* _What is required_: Scan the records below, and wherever a line has the word "protected", pull it out.

*** Dataset content ***

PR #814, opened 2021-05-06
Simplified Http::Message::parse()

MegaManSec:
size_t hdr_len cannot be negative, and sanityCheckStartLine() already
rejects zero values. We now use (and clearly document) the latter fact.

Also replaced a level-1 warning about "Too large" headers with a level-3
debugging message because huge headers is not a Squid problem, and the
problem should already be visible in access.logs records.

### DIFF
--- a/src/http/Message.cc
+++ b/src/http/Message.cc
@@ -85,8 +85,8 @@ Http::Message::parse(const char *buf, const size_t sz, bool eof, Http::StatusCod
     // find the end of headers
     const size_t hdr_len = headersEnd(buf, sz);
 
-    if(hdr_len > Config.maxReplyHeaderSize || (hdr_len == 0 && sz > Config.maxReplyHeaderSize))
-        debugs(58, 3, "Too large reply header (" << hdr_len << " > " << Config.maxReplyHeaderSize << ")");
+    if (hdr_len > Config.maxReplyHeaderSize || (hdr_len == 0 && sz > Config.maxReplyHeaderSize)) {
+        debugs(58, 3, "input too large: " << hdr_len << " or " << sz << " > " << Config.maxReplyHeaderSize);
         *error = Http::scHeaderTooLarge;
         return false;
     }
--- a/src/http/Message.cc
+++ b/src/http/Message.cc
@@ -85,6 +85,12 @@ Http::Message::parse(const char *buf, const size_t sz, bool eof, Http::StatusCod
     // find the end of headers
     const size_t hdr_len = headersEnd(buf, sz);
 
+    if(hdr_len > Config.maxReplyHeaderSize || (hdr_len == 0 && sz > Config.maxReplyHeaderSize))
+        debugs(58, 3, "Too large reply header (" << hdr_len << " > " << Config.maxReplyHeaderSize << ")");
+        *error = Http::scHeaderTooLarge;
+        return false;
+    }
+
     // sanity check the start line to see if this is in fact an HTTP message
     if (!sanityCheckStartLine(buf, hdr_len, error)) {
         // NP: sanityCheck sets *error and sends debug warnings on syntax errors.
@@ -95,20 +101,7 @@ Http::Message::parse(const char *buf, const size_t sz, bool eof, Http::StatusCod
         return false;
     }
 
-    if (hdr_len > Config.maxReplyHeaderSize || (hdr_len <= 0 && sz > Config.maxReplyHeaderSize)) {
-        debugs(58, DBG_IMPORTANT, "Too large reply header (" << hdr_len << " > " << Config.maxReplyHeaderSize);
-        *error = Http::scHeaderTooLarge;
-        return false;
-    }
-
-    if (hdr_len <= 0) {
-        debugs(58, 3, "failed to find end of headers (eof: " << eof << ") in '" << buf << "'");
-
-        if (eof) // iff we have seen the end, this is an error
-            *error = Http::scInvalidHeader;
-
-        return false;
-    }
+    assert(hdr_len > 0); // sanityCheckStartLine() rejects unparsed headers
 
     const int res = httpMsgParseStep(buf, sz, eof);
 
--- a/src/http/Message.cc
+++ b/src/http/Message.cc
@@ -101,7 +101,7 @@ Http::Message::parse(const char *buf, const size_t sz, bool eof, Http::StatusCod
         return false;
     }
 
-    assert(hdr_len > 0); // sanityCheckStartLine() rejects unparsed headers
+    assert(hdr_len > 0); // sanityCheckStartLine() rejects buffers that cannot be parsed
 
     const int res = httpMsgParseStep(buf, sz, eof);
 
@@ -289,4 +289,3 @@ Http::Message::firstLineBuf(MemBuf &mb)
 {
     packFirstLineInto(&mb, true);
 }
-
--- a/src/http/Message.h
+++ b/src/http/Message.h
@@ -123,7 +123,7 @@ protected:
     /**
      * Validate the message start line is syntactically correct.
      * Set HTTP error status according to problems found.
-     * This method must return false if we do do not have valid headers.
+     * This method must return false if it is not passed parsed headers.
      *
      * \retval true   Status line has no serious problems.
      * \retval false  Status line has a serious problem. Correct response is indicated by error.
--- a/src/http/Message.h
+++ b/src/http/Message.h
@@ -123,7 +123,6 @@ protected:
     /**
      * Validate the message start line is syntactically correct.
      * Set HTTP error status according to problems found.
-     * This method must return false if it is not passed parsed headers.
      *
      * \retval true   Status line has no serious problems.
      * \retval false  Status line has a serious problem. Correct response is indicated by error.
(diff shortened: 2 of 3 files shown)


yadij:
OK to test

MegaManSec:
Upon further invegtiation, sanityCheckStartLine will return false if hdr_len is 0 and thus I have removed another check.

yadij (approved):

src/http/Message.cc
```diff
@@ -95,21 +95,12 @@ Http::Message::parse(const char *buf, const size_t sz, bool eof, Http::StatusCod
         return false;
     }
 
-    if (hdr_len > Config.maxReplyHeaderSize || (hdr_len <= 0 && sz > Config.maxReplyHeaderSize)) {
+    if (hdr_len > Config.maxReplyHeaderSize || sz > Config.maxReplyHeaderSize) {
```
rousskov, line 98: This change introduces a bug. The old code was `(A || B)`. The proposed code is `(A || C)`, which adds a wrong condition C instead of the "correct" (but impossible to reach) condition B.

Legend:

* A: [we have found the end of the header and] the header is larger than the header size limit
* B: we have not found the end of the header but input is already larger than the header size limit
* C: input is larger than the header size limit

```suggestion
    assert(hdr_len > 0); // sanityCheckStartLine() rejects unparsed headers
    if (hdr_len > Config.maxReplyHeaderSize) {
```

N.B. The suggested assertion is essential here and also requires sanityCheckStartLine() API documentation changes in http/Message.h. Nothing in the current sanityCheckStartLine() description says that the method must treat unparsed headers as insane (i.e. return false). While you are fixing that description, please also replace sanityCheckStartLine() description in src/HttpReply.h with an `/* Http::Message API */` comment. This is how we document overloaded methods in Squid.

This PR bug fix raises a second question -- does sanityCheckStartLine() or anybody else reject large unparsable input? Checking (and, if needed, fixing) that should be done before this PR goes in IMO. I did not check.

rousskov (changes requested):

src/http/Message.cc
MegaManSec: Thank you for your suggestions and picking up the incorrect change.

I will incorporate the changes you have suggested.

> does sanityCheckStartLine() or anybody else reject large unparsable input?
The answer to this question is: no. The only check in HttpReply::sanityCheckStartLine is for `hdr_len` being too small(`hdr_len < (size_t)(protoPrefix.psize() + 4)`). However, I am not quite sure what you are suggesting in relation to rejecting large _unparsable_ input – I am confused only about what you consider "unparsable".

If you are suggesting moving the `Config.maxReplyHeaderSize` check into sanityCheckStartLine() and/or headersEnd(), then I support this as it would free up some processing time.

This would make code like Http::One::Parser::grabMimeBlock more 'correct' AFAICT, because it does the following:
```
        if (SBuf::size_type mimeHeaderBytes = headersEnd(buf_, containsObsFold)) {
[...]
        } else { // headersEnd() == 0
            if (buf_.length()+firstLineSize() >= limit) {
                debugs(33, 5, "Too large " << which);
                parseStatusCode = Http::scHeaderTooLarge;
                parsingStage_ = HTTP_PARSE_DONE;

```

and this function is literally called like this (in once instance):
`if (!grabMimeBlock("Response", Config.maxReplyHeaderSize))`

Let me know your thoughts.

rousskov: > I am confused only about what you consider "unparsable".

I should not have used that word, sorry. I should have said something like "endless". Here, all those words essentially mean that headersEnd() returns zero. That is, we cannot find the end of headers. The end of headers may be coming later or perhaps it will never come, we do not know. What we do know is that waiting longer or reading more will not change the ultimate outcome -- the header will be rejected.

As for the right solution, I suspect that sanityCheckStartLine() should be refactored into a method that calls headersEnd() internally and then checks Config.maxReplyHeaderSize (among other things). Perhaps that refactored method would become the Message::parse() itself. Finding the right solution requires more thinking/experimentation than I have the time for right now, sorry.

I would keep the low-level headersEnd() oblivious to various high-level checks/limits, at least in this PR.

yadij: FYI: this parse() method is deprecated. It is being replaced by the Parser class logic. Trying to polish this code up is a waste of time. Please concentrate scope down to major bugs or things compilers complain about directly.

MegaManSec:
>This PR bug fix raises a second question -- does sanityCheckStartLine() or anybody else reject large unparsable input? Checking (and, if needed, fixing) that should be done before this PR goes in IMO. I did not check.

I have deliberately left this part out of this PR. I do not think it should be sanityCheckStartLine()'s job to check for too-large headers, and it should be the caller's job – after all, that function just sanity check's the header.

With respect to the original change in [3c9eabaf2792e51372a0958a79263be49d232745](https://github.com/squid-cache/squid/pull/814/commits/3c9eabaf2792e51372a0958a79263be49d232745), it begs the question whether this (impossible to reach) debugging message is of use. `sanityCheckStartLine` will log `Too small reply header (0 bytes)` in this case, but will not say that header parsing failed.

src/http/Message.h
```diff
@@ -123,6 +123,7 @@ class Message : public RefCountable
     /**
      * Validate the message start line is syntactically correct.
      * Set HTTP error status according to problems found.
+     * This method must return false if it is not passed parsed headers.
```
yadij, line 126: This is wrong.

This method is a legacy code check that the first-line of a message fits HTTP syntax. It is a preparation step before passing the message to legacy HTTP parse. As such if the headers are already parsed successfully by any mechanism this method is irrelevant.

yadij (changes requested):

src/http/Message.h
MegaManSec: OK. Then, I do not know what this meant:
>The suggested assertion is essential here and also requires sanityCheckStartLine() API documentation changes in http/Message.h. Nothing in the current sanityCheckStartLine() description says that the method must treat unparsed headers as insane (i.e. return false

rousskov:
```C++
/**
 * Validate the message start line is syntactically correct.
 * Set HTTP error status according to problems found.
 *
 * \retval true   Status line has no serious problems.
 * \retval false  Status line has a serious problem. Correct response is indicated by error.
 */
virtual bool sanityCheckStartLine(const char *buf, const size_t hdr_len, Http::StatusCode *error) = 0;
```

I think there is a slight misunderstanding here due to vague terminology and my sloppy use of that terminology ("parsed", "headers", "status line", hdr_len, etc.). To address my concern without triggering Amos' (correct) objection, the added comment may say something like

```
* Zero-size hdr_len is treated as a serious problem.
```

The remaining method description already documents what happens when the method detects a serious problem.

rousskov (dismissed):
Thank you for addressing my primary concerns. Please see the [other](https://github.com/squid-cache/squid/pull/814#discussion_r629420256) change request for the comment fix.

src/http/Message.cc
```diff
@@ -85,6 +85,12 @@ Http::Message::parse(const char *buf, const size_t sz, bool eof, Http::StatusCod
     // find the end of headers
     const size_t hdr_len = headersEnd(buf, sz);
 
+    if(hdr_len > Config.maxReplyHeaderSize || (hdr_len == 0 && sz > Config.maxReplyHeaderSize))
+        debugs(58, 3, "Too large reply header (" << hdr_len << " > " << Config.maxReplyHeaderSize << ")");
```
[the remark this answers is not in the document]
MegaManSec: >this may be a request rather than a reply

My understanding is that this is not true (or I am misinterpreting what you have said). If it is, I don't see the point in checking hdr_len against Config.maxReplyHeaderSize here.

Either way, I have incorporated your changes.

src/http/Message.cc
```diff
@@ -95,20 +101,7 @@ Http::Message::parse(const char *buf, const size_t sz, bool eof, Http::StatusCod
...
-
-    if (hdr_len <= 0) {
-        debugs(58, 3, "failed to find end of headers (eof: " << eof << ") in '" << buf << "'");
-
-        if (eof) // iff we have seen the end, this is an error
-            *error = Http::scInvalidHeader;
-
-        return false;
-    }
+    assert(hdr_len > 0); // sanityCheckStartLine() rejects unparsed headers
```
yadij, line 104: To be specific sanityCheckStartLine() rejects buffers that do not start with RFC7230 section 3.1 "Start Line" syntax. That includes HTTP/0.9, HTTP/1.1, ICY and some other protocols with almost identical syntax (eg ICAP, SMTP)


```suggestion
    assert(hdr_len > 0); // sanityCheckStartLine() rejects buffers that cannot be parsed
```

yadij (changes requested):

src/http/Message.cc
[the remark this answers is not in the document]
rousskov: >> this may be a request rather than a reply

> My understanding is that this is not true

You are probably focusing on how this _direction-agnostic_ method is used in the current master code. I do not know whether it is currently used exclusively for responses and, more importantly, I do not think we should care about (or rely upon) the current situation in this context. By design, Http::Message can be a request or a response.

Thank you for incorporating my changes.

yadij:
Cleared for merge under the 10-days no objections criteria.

*** End of Dataset content ***

* _Solved exercise_:
@@ -123,7 +123,7 @@ protected:
@@ -123,7 +123,6 @@ protected:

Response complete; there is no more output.